Kepala Dinas Sosial Kabupaten Pandeglang, Nuriah. (RRI/Dendy)

KBRN, Pandeglang: 77.196 Nomor Induk Kependudukan (NIK) calon penerima Bantuan Sosial (Bansos) di Kabupaten Pandeglang, terancam tidak bisa mendapatkan bantuan. Soalnya NIK mereka dinyatakan invalid.

Kepala Dinas Sosial (Dinsos) Kabupaten Pandeglang Nuriah menuturkan, saat awal verifikasi, ada 521.721 Data Terpadu Kesejahteraan Sosial (DTKS) yang harus diperbaiki dengan cara melakukan sinkronisasi dengan data di Disdukcapil.

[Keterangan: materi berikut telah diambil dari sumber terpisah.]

PR #1955, opened 2026-02-02
 ✅ fix(tasks,hub): update test expectations to match current API responses

rgthelen:
**Summary**                                                                                                        
                                                                                                                 
Fixes failing tests by updating expectations to match current API behavior.                                    
                                                                                                                 
**Changes**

Baca juga: Belanja Hibah Bansos di Pandeglang Tahun 2021 Terancam Akibat Refocusing

Dari jumlah itu, ada 286.500 data yang sinkron dan 77.196 NIK invalid atau tidak sinkron. Hasil verifikasi juga menunjukkan ada 1.642 warga calon penerima Bansos yang sudah meninggal, 55.192 diusulkan dihapus, dan 5.930 yang belum punya KTP elektronik.

“Kami juga prihatin karena masih banyak data yang tidak sinkron dengan Disdukcapil ditambah masih banyak warga yang belum punya KTP,” jelas Nuriah.

Nuriah mengakui NIK yang tidak padan dengan Disdukcapil akan menyebabkan Bansos tidak akan tersalur. Begitu juga dengan yang tidak punya KTP, sampai kapan pun tidak akan mendapatkan Bansos.

“Masyarakat miskin akan kecewa karena awalnya dapat bantuan tapi sekarang malah tidak kerena datanya tidak padan. Perbaikan data tetap akan kami lakukan karena kalau tidak sampai kapanpun bansos tidak akan tepat sasaran,” tegasnya.

Baca juga: Banten Alokasikan 56 M dari APBD untuk Bansos

Namun dia memastikan, proses perbaikan DTKS terus dilakukan. Bahkan sampai saat ini dia menyebut proses perbaikan sudah mencapai 81,74 persen dan tertinggi se-Provinsi Banten. Adapun supaya persoalan ini segera ada titik terang, Nuriah menyatakan Dinsos sudah mengirim data by name by address NIK yang tidak padan ke Disdukcapil.

“Kalau sudah padan akan dilanjut input oleh operator. Pemkab Pandeglang bangga dengan kinerja operator desa, Pendamping PKH, TKSK, pendamping bansos pangan, PSM fasilitator, operator kabupaten serta camat yang memfasilitasi perbaikan DTKS,” tutupnya.